The Securities Act of 1933
This Act requires the registration of new issues of the securities or issues in the primary securities market. Deals with IPO's
The Securities Exchange act of 1934
The Act extended the regulation of the securities to the secondary market or exchanges. The act also established the SEC as the primary regulatory body overseeing the sale and purchase of securities by a potential investor.
The investment Advisors act of 1940
Requires certain persons to register with the SEC as RIA's. This act also prohibits misstatements or misleading omissions of material facts and fraudulent acts and practices in connection with the purchase and sale of securities during the conduct of an investment advisory business.
The McCarran Ferguson Act of 1945
Federal registration that made it clear that insurance was to be regulated at the state level, so long as the states implemented and executed this regulation adequately.
The Maloney Act of 1938
Brought the OTC market under the regulation of the SEC and the called for self-regualtion of OTC securities dealers.
The Federal Bankruptcy Act of 1938
requires a court-appointed trustee to oversee the affairs of a firm for which bankruptcy charges have been filed. This act provides for the liquidation of hopelessly troubled firms and provides for the reorganization of troubled firms that might be able to survive.
The Secrities Investor Protection Act of 1970
Established the SIPC to insure investors against losses arising from the failure of any brokerage firm. Membership in SIPC is voluntary, although most BD's are members and pay a separate premium.
Insider Trading and Securities Fraud Enforcement Act of 1988
This Act specified what constitutes the insider trading of securites and stiffened the penalties for engaging in such trading. Under the Act, for insider trading to occur, there must be action taken related to material, nonpublic information.
How can you terminate registration with the SEC?
Fiule form ADV-W. The form must be files as soon as possible after the investment adviser ceases to practice.
In July 2007 NASD and the Member regulation, enforcement and arbitration functions of the NYSE combined.
FINRA is a self regulatory agency (SRO)
SEC has delegated the day to day oversight of BD's to FINRA. BD's and reps must register with FINRA if the wish to sell securities.
Series License explianations
Series 6 - Holder may sell open end investment companies (mutual Funds), Variable abbuitities, variable life insurance, and initially offered UIT's
Series 7 - Holder may sell any security, including stocks and ETF's. Braodest license
Series 63 - Uniform Securities Agent State Law Examination.
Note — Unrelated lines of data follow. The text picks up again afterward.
Issue #2495, opened 2023-03-08
Idea: Extract to new SFC component refactoring


zardoy:
Code action which would allow us to quickly select `<template>` tag to extract it into a new file.
There is an obvious motivation for this: split one bloated component into a smaller ones. And automatic extract action can save a lot of time when doing this repetive task.
TypeScript already has builtin code action to extract selection into function or a new file, so I don't see a reason to not also provide code action of such kind out of the box here.

Note: there are already community solutions like [Vue Extract Component](https://marketplace.visualstudio.com/items?itemName=dsalex1.vue-extract-component). However the feature must be integrated with access to TS language service so its performant and can update imports, no doubt it should be implementated as plugin (I see Volar already has plugins).

I also plan to move content not only from template, but also from script e.g. for this:

```vue
<script setup lang="ts">
import { ref } from 'vue'
const text = ref('')

const handleClick = () => {
    text.value = 'replaced from click'
}
</script>
<template>
    <input :value.sync="text" />
    <button @click="handleClick">{{ text }}</button>
</template>
```

Extracting with `<button>` selection would move not only button from template, but also handleClick into a new file component (with possibly updating imports like TypeScript's [moveToNewFile](https://github.com/microsoft/TypeScript/blob/e1ae30e1abd29ba2a83cd497745b29169b202c11/src/services/refactors/moveToNewFile.ts#L290) do).

PR #2496, opened 2023-03-08
Extract into simple component refactoring

zardoy:
ref #2495 

I'm attaching gif so you can easier to understand what is happening there:

<details>
<summary>GIF</summary>

[code](https://gist.github.com/zardoy/938dde340e547610221e427ab0dc4f2e)
</details>

Please let me know wether you are interested in the idea itself (and probably having some help here ;)

Updated questions:

- I didn't find a way to get needed `virtualFile` mapping for specific interpolation range (eg v-bind directive). When I figure it out I will remove `templateFormatScript` usage in favor of `templateAst` so there is a better detection wether identifier should be written to `emits`. Sorry, for me its really hard to understand what is happening in template's codegen 😆
In other words I currently map over generatedRanges and filter only identifiers and while it works in most cases I think it can give unpredictable results. 
- It seems that `edit.changes` cant be used along with `documentChanges`, is this intentional? So how to update current file and create a new one with code action then? On the other hand I think we should ask a name for component before, so it means moving to command with arguments like `edits` and `addImportPosition`. Or we can ask for component name after its creation and do file rename then for now.
- I guess this is fine if I use ChangesTracker from TS API? For context: it is not exposed with typings, but TS code actions using it. It is needed for better formatting with factory API and handling import fixes.

todo:
- handle import adding for types, like TS infer from usages [do](https://github.com/microsoft/TypeScript/blob/ca1cf3dd8595b3e9a88e35cf1f8a203272e8ae57/src/services/codefixes/inferFromUsage.ts#L315)
- support options API

Also if you're happy with idea, settings should be added to allow configure creating new components (e.g. force composition or options API to use)


johnsoncodehk:
Hi, can you update the questions it their status has changed? I will answer later.

zardoy:
> Hi, can you update the questions if their status has changed? I will answer later.

Done.

It also would be nice to normalize generated `\t`, but I will do it like https://github.com/volarjs/volar.js/pull/20 is done, once issue with creating files from code action is resolved

johnsoncodehk:
1. It seems a same question to https://github.com/vuejs/language-tools/pull/2524#issuecomment-1482122836?
2. We have no restriction to use `edit.changes` and `documentChanges` at the same time, probably a limitation of the IDE itself. I prefer to add a rename file command to the code action.
3. Can you share some references about `ChangesTracker`? I don't find it in TypeScript source code.

The current code is a bit difficult to review. It would be great if it can be abstracted into multiple functions according to the intention. I will be happy to help realize it.

hkochniss:
@zardoy 
hope this doesn't go to "sleep". This is literally the one refactor that's missing from Volar (in comparison to let's say WebStorm)

zardoy:
@hkochniss For vscode specifically you can check [Vue Extract Component](https://marketplace.visualstudio.com/items?itemName=dsalex1.vue-extract-component)

As you noticed I currently don't work on this, this pr requires some debugging & issues resolving. Probably going to spend some time later, but for now I don't see a priority for this

johnsoncodehk:
I will look into this and #2524 in v1.5.x.

johnsoncodehk:
I think the functionality is working fine now, let's merge it.

johnsoncodehk:
> * handle import adding for types, like TS infer from usages [do](https://github.com/microsoft/TypeScript/blob/ca1cf3dd8595b3e9a88e35cf1f8a203272e8ae57/src/services/codefixes/inferFromUsage.ts#L315)

We can try setting addMissingImports command for `codeAction.command` to do it.

> * support options API

Let's ditch the options api for this functionality, the current workload is already a bit unmaintainable.

johnsoncodehk:
Options API is also supported by https://github.com/vuejs/language-tools/commit/f012a5715baf1adaeccb5193a4c467a5ff749213, I found that we already have the code to modify the `components` option.

zardoy:
> Options API is also supported by f012a57, I found that we already have the code to modify the components option.

omg thank you so much, now this code action would save a lot of time in big legacy code bases that use options api!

Many states require individuals to pass a qualification exam to sell securiities in their states
Series 65 - Allows holder to provide incestment advice to clients within the holders primary state of residence.
Series 66 - Combines the Series 63 and Series 65 license requirements into one examination
What licenses must a planner hold to sell Variable annuity or variable life contracts?
Series 6 or 7 and a variable state insurance license.